(Collected data entries)
BEGIN

PR #601, opened 2022-06-08
Typechecker and printing improvements

aathn:
This PR fixes two bugs in the typechecker:

- The typechecker would not look through aliases in annotations on recursive let bindings.
- The type variable scope check was incorrect, which prevented applying functions to polymorphic arguments in some cases.

The second bug was discovered by @dlunde in connection with https://github.com/miking-lang/miking/pull/600.
For example, the following program would fail:
```
mexpr
let id : all a. a -> a = lam y. y in
id #frozen"id"
```
When unifying `a1` with `all a2. a2 -> a2`, the type checker would think that the `a2` in the right hand side is escaping its scope, even though the unification keeps `a2` inside its binder. The scope check is now updated to only check variables occurring free in the right-hand side.

EDIT:
This PR now also includes some general code improvements to type-check.mc and pprint.mc, and updates the pretty-printer to use precedence to reduce the number of parentheses. What was previously printed as
```
all r125. ((all r126. ((Bool) -> (r126)) -> ((Bool) -> (r126))) -> (r125)) -> ((Bool) -> (r125))
```
is now printed as
```
all r125. ((all r126. (Bool -> r126) -> Bool -> r126) -> r125) -> Bool -> r125
```
In addition, monomorphic type variables are no longer prefixed with underscore when printed, this is instead used for non-generalizable (weak) variables (which are currently only introduced by un-annotated records, but would occur more frequently if we implemented a value restriction). The monomorphic type variables are no longer referred to as 'weak' in the code base, since they are not generally 'weak' in this sense.

### DIFF
--- a/src/main/compile.mc
+++ b/src/main/compile.mc
@@ -33,6 +33,10 @@ let pprintMcore = lam ast.
   use MExprPrettyPrint in
   expr2str ast
 
+let pprintType = lam ty.
+  use MExprPrettyPrint in
+  type2str ty
+
 let generateTests = lam ast. lam testsEnabled.
   use MCoreCompile in
   if testsEnabled then
@@ -68,6 +72,8 @@ let compileWithUtests = lam options : Options. lam sourcePath. lam ast.
     in
 
     let ast = typeCheck ast in
+    (if options.debugTypeCheck then
+       printLn (join [pprintMcore ast, "\n : ", pprintType (tyTm ast)]) else ());
 
     -- If --runtime-checks is set, runtime safety checks are instrumented in
     -- the AST. This includes for example bounds checking on sequence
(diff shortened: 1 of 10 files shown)


dlunde:
Does this mean that the output of pretty printing a type-checked program is now always parsable? (as needed for https://github.com/miking-lang/miking-dppl/pull/96)

aathn:
It should always be parsable now as long as the program contains no unknown record types, maybe that's enough for your needs? Note that it might still contain unbound variables though, which would make the symbolizer fail.

I'm planning to look into a proper solution as well, where we have a dedicated field for the type inferred by the checker instead of updating the syntactic annotations on lambdas and lets

dlunde:
Not sure, it could very well be enough (I need to test first). In any case, it's not critical at all. I solve it now by just running the type checker and then discarding the resulting annotated program, instead printing the program as it was before type checking (which I'm now sure type checks). Thanks for your updates Anders!

PR #607, opened 2022-06-18
Tail call optimization for JS backend

WilliamRagstad:
All functions in a `recursive let` are automatically tail call optimized using trampolines. This supports both mutual and direct recursion without exploding the call stack.
Added check for optimized functions that verify full applications. This is because the recursive functions are not curried.
Added trampoline intrinsic:
```js
trampolineCapture: fun => args => ({ fun: fun, args: args, isTrampolineCapture: true }),
trampoline: val => { while(val.isTrampolineCapture) val = val.fun(...val.args); return val; }
```

Example:
```lua
mexpr
  recursive let fact_rect = lam acc. lam n.
    if eqi n 0 then acc
    else fact_rect (muli n acc) (subi n 1)
  in
  let fact = lam n. fact_rect 1 n in
  printLn (int2string (fact 5));
  recursive
      let isEven_rect = lam n.
        if eqi n 0 then "true"
        else isOdd_rect (subi n 1)
      let isOdd_rect = lam n.
        if eqi n 0 then "false"
        else isEven_rect (subi n 1)
  in
  printLn (isEven_rect 10);
  ()
```
Compiles to:
```js
let fact_rect = (acc1, n2) => ((n2 === 0) ? acc1 : MExpr_JS_Intrinsics.trampolineCapture(fact_rect)([(n2 * acc1), (n2 - 1)]));
let fact = n3 => MExpr_JS_Intrinsics.trampoline(fact_rect(1, n3));
printLn(int2string(fact(5)));
let isEven_rect = n4 => ((n4 === 0) ? "true" : MExpr_JS_Intrinsics.trampolineCapture(isOdd_rect)([(n4 - 1)]));
let isOdd_rect = n5 => ((n5 === 0) ? "false" : MExpr_JS_Intrinsics.trampolineCapture(isEven_rect)([(n5 - 1)]));
printLn(MExpr_JS_Intrinsics.trampoline(isEven_rect(10)));
{};
```
Note:
* tail-recursive call in `fact_rect` gets converted to a capture.
* All uses of `fact_rect` are fully and directly applied (not curried). The JS compiler ensures this.
* Both `isEven_rect` and `isOdd_rect` are mutually recursive and are optimized correctly.
* All uses of either `isEven_rect` or `isOdd_rect` gets automatically trampolined.
* `int2string` implementation is correctly tail call optimized as well.

Blocked by #595 and #606


src/main/compile.mc
```diff
@@ -82,7 +82,17 @@ let compileWithUtests = lam options : Options. lam sourcePath. lam ast.
...
+      let target = switch options.jsTarget
+        case Some ("node")    then runtimePrint "the node";       CompileJSTP_Node ()
+        case Some ("web")     then runtimePrint "a web browser";  CompileJSTP_Web  ()
+        case Some ("generic") then runtimePrint "a generic";      CompileJSTP_Normal ()
+        case Some (e) then error (join ["Invalid value for --js-target: '", e, "'"])
+        case _ then runtimePrint "a generic"; CompileJSTP_Normal ()
+      end in
+      let res = javascriptCompileFile {compileJSOptionsEmpty with targetPlatform = target} ast sourcePath in
+      printLn (join ["Successfully compiled to JavaScript in ", res]);
+      res
```
larshum, line 95: I would prefer it if this code was placed in a separate function, so that we keep the steps of the compilation relatively easy to follow (i.e. after the "preprocessing" steps, we either compile to JS or OCaml).

src/main/options-type.mc
```diff
@@ -23,6 +23,7 @@ type Options = {
   keepDeadCode : Bool,
   printHelp : Bool,
   toJavaScript : Bool,
+  jsTarget : Option String,
```
larshum, line 26: Since there is a known, finite number of valid values for this parameter, would it not make more sense to use an "enum-like" type (e.g. declare type `JSTargetType` and then define `con JSTargetWeb` etc)? Or perhaps this is due to a limitation of the current argparser library?

src/main/options.mc
```diff
@@ -25,7 +25,8 @@ let optionsDefault : Options = {
   use32BitFloats = false,
   keepDeadCode = false,
   printHelp = false,
-  toJavaScript = false, -- Compile MExpr to JavaScript
+  toJavaScript = false,
+  jsTarget = None (),
```
larshum, line 29: Even if my comment in `options-type.mc` does not apply, would it not make more sense to have this be a `Some x` where `x` is the default value? Surely the target isn't an option? Perhaps this is more of a general problem with the current argparser.

stdlib/javascript/intrinsics.mc
```diff
@@ -0,0 +1,66 @@
...
+include "mexpr/const-arity.mc"
+include "javascript/ast.mc"
+
+
+-- Fragments used by the intrinsic functions
+lang CompileJSOptimizedIntrinsics = JSExprAst + MExprAst + MExprArity + MExprPrettyPrint
+end
+
+-- Compile intrinsic function
+let intrinsicFromString : Name -> String -> [JSExpr] -> JSExpr =
```
larshum, line 12: I think this could be pretty cleanly expressed as a semantic function of `CompileJSOptimizedIntrinsics`. Something like
```suggestion
  sem intrinsicFromString : Name -> String -> [JSExpr] -> JSExpr
  sem intrinsicFromString runtime name =
  | [] -> ... -- the else branch
  | args -> ... -- the then-branch
```

larshum: Note that, as far as I know, we currently don't have a well-defined approach for how to do this. So I think you can leave the function as is if you prefer it that way. I just pointed it out because I prefer what I suggested, because it removes the need to have a `use`, which in turn makes it more extensible. However, that is irrelevant in this case, since the matching is exhaustive.

stdlib/javascript/optimizations.mc
```diff
@@ -0,0 +1,175 @@
...
+      (concat flatExprs retExprs, retRet)
+    else never
+  | expr -> ([], expr)
+
+  sem flattenBlock : JSExpr -> JSExpr
+  sem flattenBlock =
+  | JSEBlock _ & block ->
+    match flattenBlockHelper block with (exprs, ret) then
+      JSEBlock { exprs = exprs, ret = ret }
+    else never
```
larshum, line 43: You could use the `match ... in` pattern here, since you have an `else never`. This reduces the amount of nesting.
```suggestion
    match flattenBlockHelper block with (exprs, ret) in
    JSEBlock { exprs = exprs, ret = ret }
```

stdlib/javascript/optimizations.mc
```diff
@@ -0,0 +1,175 @@
...
+type JSTCOContext = {
+  expr: JSExpr,
+  foundTailCall: Bool
+}
+
+-- Tail Call Optimizations
+lang JSOptimizeTailCalls = JSExprAst
+
+  sem optimizeTailCall : Name -> Info -> CompileJSContext -> JSExpr -> (CompileJSContext, JSExpr)
+  sem optimizeTailCall (name: Name) (info: Info) (ctx: CompileJSContext) =
```
larshum, line 69: When you have a `sem` which declares the types, it's unnecessary to explicitly declare the types of the parameters.
```suggestion
  sem optimizeTailCall name info ctx =
```

stdlib/javascript/optimizations.mc
```diff
@@ -0,0 +1,175 @@
...
+      let ctx = { ctx with trampolinedFunctions = mapInsert name fun ctx.trampolinedFunctions } in
+      (ctx, fun)
+    else
+      -- Otherwise, return the function as is
+      (ctx, fun)
+  | _ -> errorSingle [info] "Non-lambda expressions cannot be optimized for tail calls when compiling to JavaScript"
+
+
+  sem wrapCallToOptimizedFunction : Info -> JSExpr -> Int -> JSExpr -> JSExpr
+  sem wrapCallToOptimizedFunction (info: Info) (fun: JSExpr) (nrArgs: Int) =
```
larshum, line 83: Same as above, you don't need the explicit types of the parameters.
```suggestion
  sem wrapCallToOptimizedFunction info fun nrArgs =
```

stdlib/javascript/optimizations.mc
```diff
@@ -0,0 +1,175 @@
...
+  sem foldFunc =
+  | JSEFun { params = params, body = body } ->
+    let body = foldFunc body in
+    match body with JSEFun { params = paramsNested, body = bodyNested } then
+      JSEFun { params = concat params paramsNested, body = bodyNested }
+    else JSEFun { params = params, body = body }
+  | e -> e
+
+  sem runOnTailPositional : (JSExpr -> JSExpr) -> JSExpr -> JSTCOContext
+  sem runOnTailPositional (action: (JSExpr -> JSExpr)) =
```
larshum, line 107:
```suggestion
  sem runOnTailPositional action =
```

stdlib/javascript/optimizations.mc
```diff
@@ -0,0 +1,175 @@
...
+  | JSEFun      t -> runWithJSTCOCtx action t.body (lam e. JSEFun { t with body = e })
+  | JSEIIFE     t -> runWithJSTCOCtx action t.body (lam e. JSEIIFE { t with body = e })
+  | JSEBlock    t -> runWithJSTCOCtx action t.ret (lam e. JSEBlock { t with ret = e })
+  | JSETernary  t -> runWithJSTCOCtx2 action t.thn t.els (lam e1. lam e2. JSETernary { t with thn = e1, els = e2 })
+  | t -> { expr = t, foundTailCall = false } -- No terms where tail calls can be located
+
+
+  sem runWithJSTCOCtx : (JSExpr -> JSExpr) -> JSExpr -> (JSExpr -> JSExpr) -> JSTCOContext
+  sem runWithJSTCOCtx action expr =
+    | constr ->
```
larshum, line 127: Weird indentation here
```suggestion
  | constr ->
```

stdlib/javascript/optimizations.mc
```diff
@@ -0,0 +1,175 @@
...
+      let res = runOnTailPositional action expr in {
+        expr = constr res.expr,
+        foundTailCall = res.foundTailCall
+      }
+
+  sem runWithJSTCOCtx2 : (JSExpr -> JSExpr) -> JSExpr -> JSExpr -> (JSExpr -> JSExpr -> JSExpr) -> JSTCOContext
+  sem runWithJSTCOCtx2 action expr1 expr2 =
+    | constr ->
```
larshum, line 135:
```suggestion
  | constr ->
```

stdlib/javascript/optimizations.mc
```diff
@@ -0,0 +1,175 @@
...
+lang JSOptimizePatterns = JSExprAst
+
+  sem optimizePattern : JSExpr -> JSExpr
+  sem optimizePattern =
+  | JSEBinOp {
+      op = JSOEq {},
+      lhs = JSEBool { b = true },
+      rhs = e
+    } -> e
+  | e -> e
```
larshum: Perhaps I'm mistaken here, but don't you want to apply this to subexpressions as well? I.e. you want to use `smap`on the expression in the second case.
```suggestion
  sem optimizePattern : JSExpr -> JSExpr
  sem optimizePattern =
  | JSEBinOp {
      op = JSOEq {},
      lhs = JSEBool { b = true },
      rhs = e
    } -> e
  | e -> smapJSExprJSExpr optimizePattern e
```
Assuming you define an `smapJSExprJSExpr` in the AST definition (you could take a look at other AST definitions for inspiration here - it's really useful in cases like this).

stdlib/javascript/patterns.mc
```diff
@@ -0,0 +1,97 @@
...
+      fun = JSEMember {
+        expr = JSEApp { fun = JSEMember { expr = e, id = "slice" }, args = [], curried = false },
+        id = "reverse"
+      },
+      args = [],
+      curried = false
+    }
+
+end
+
```
larshum, line 139: Just a note: I don't think this approach will work when we include more complicated kinds of patterns like and-, or-, and not-patterns. We'll need to do something more general.

stdlib/javascript/pprint.mc
```diff
@@ -40,109 +35,154 @@ let jsKeywords = [
...
+      (env, join [expr, ".", id])
     else never
   | JSEDef { id = id, expr = expr } ->
     match pprintEnvGetStr env id with (env,id) then
-      match printJSDef indent env id expr with (env,str) then
-        (env, join [str, ";"])
+      match (printJSExpr indent env) expr with (env, str) then
+        (env, join ["let ", id, " = ", str])
       else never
     else never
```
larshum, line 89: Here you could use the `match ... in ...` syntactic sugar since the else-branches are `never`.

stdlib/javascript/pprint.mc
```diff
@@ -40,109 +35,154 @@ let jsKeywords = [
...
-      match mapAccumL pprintEnvGetStr env params with (env,params) then
-        let params = join ["(", strJoin ", " params, ")"] in
-        match (printJSExpr ii) env body with (env,body) then
-          (env, join [id, params, " {", pprintNewline ii, body, pprintNewline i, "}"])
-        else never
+    match (printJSFunParams env true params) with (env, args) then
+      match (printJSExpr i) env body with (env,body) then
+        (env, join [args, " => ", body])
       else never
     else never
```
larshum, line 101: Another place where you could use the `match ... in ...` syntactic sugar.
```suggestion
    match (printJSFunParams env true params) with (env, args) in
    match (printJSExpr i) env body with (env,body) in
    (env, join [args, " => ", body])
```

stdlib/javascript/pprint.mc
```diff
@@ -40,109 +35,154 @@ let jsKeywords = [
...
+  | JSEIIFE { body = body } ->
+    let i = indent in
+    let ii = pprintIncr indent in
+    match (printJSExpr ii) env body with (env,body) then
+      (env, join ["(() => ", body, ")()"])
+    else never
```
larshum, line 107:
```suggestion
    match (printJSExpr ii) env body with (env,body) in
    (env, join ["(() => ", body, ")()"])
```

stdlib/javascript/pprint.mc
```diff
@@ -40,109 +35,154 @@ let jsKeywords = [
...
 
+  | JSETernary { cond = cond, thn = thn, els = els } ->
+    let i = indent in
+    match (printJSExpr 0 env) cond with (env, cond) then
+      match (printJSExpr i env) thn with (env, thn) then
+        match (printJSExpr i env) els with (env, els) then
+          (env, join ["(", cond, " ? ", thn, " : ", els, ")"])
+        else never
+      else never
+    else never
```
larshum, line 123:
```suggestion
    match (printJSExpr 0 env) cond with (env, cond) in
    match (printJSExpr i env) thn with (env, thn) in
    match (printJSExpr i env) els with (env, els) in
    (env, join ["(", cond, " ? ", thn, " : ", els, ")"])
```

stdlib/javascript/compile.mc
```diff
@@ -39,138 +46,251 @@ let _charSeq2String = use MExprAst in lam tms.
...
 -------------------------------------------
 -- MEXPR -> JavaScript COMPILER FRAGMENT --
 -------------------------------------------
 
-lang MExprJSCompile = MExprAst + JSProgAst
+lang MExprJSCompile = JSProgAst + PatJSCompile + MExprAst + JSOptimizeBlocks + JSOptimizeTailCalls + JSOptimizePatterns
 
   -- Entry point
-  sem compile =
+  sem compileProg (ctx: CompileJSContext) =
```
larshum, line 118: Use the "new" style for semantic functions.
```suggestion
  sem compileProg : CompileJSContext -> Expr -> JSProg
  sem compileProg ctx =
```

stdlib/javascript/compile.mc
```diff
@@ -39,138 +46,251 @@ let _charSeq2String = use MExprAst in lam tms.
...
     -- Run compiler
-    match compileExpr prog with expr then
+    match compileMExpr ctx prog with expr then
+      let exprs = match expr with JSEBlock { exprs = exprs, ret = ret }
+        then concat exprs [ret]
+        else [expr] in
       -- Return final top level expressions
-      JSPProg { imports = [], exprs = [expr] }
+      JSPProg { imports = [], exprs = exprs }
     else never
```
larshum, line 127: Use the `match ... in ...` syntactic sugar here.

stdlib/javascript/compile.mc
```diff
@@ -39,138 +46,251 @@ let _charSeq2String = use MExprAst in lam tms.
...
-
-  | TmApp _ & app ->
-    recursive let rec: [Expr] -> Expr -> (Expr, [Expr]) = lam acc. lam t.
-      match t with TmApp { lhs = lhs, rhs = rhs } then
-        if _isUnitTy (tyTm rhs) then rec acc lhs
-        else rec (cons rhs acc) lhs
-      else (t, acc)
-    in
-    match rec [] app with (fun, args) then
+  sem compileMExpr (ctx: CompileJSContext) =
```
larshum, line 218: Could use the new `sem` definition here.
```suggestion
  sem compileMExpr : CompileJSContext -> Expr -> JSExpr
  sem compileMExpr ctx =
```

stdlib/javascript/compile.mc
```diff
@@ -39,138 +46,251 @@ let _charSeq2String = use MExprAst in lam tms.
...
+        let isTrampolined = isTrampolinedJs ctx ident in
+        let jsApp = JSEApp {
+          fun = JSEVar { id = ident },
+          args = args,
+          curried = not isTrampolined
+        } in
+        if isTrampolined then
+          match mapLookup ident ctx.trampolinedFunctions with Some fun then
+            wrapCallToOptimizedFunction info fun (length args) jsApp
+          else never
```
larshum, line 234:
```suggestion
          match mapLookup ident ctx.trampolinedFunctions with Some fun in
          wrapCallToOptimizedFunction info fun (length args) jsApp
```

stdlib/javascript/compile.mc
```diff
@@ -39,138 +46,251 @@ let _charSeq2String = use MExprAst in lam tms.
...
-      else (t, acc)
-    in
-    match rec [] app with (fun, args) then
+  sem compileMExpr (ctx: CompileJSContext) =
+  | TmVar { ident = id } -> JSEVar { id = id }
+  | TmApp { info = info } & app ->
+    match foldApp [] app with (fun, args) then
       -- Function calls
+      let args = map (compileMExpr ctx) args in
       match fun with TmVar { ident = ident } then
```
larshum, line 224: Could use the `match ... in ...` pattern here to avoid the extra indentation of all code in the then-branch of this `match`.

stdlib/javascript/compile.mc
```diff
@@ -39,138 +46,251 @@ let _charSeq2String = use MExprAst in lam tms.
...
+    JSEObject { fields = map compileField fieldSeq }
 
-  | TmSeq {tms = tms, ty = ty, info = info} & t ->
-    -- Special handling of strings
+  | TmSeq {tms = tms} ->
     -- Check if sequence of characters, then concatenate them into a string
     if _isCharSeq tms then
       match (_charSeq2String tms) with Some str then JSEString { s = str }
-      else errorSingle [infoTm t] "Non-literal strings currently unsupported."
+      else never
```
larshum, line 261: Another place to apply the `match ... in ...` pattern.

larshum (commented):
A general comment: use the `match ... in ...` syntactic sugar for a `match` where the else-branch is `never`. I think this improves the readability of the code because it removes (unnecessary) nesting. I tried to mark it whenever I saw it (which to a big extent explains the large number of comments), but I probably missed a few places.

WilliamRagstad:
Continued in https://github.com/miking-lang/miking/pull/617.

src/main/options-type.mc
WilliamRagstad: This is what I am trying to do, except I manually parse the argument later.
I'm not sure how the argparser works and didn't want to think too much about it, maybe improve it in a later PR?

PR #626, opened 2022-09-06
dirichlet support check

gizemcaylak:
Checks whether the support is a simplex.


stdlib/ext/dist-ext.mc
```diff
@@ -68,7 +68,7 @@ let categoricalSample : [Float] -> Int =
 external externalDirichletLogPdf : [Float] -> [Float] -> Float
 external externalDirichletSample : [Float] -> [Float]
 let dirichletLogPdf : [Float] -> [Float] -> Float =
-  lam alpha. lam xs. externalDirichletLogPdf xs alpha
+  lam alpha. lam xs. if eqfApprox 1e-15 (foldl (lam sum. lam e. addf e sum) 0. xs) 1. then externalDirichletLogPdf xs alpha else negf inf
```
dlunde: Can be written `foldl addf 0. xs` instead to make it a bit cleaner

dlunde (changes requested):

PR #645, opened 2022-11-14
Mixed updates related to Miking DPPL

dlunde:
- Add `externalSetSeed` intrinsic.
- Generalize partial CPS to accept a `Name -> Bool` function instead of a `Set Name`.

Updates by @larshum  (maybe @larshum can provide further details if needed)
- Fix to `NoInfo` in `duplicate-code-elimination.mc`.
- Update lambda lifting so that it gives lifted parameters new symbols.


larshum:
No, I think that's a good summary.

PR #650, opened 2022-11-22
Add micro benchmarks for `map` and `foldl` implemented in MCore

lingmar:
* Adds micro benchmarks for `map` and `foldl` implemented in pure MCore, that is, without using intrinsic functions. See results below.
* Prefixes functions in `benchmarkcommon.mc` with `bc_` to avoid collisions with stdlib functions.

END

WHAT YOU NEED TO DO: Every line above with the word "printed" belongs in the answer, copied as written.

RESPONSE:
This PR now also includes some general code improvements to type-check.mc and pprint.mc, and updates the pretty-printer to use precedence to reduce the number of parentheses. What was previously printed as
is now printed as
In addition, monomorphic type variables are no longer prefixed with underscore when printed, this is instead used for non-generalizable (weak) variables (which are currently only introduced by un-annotated records, but would occur more frequently if we implemented a value restriction). The monomorphic type variables are no longer referred to as 'weak' in the code base, since they are not generally 'weak' in this sense.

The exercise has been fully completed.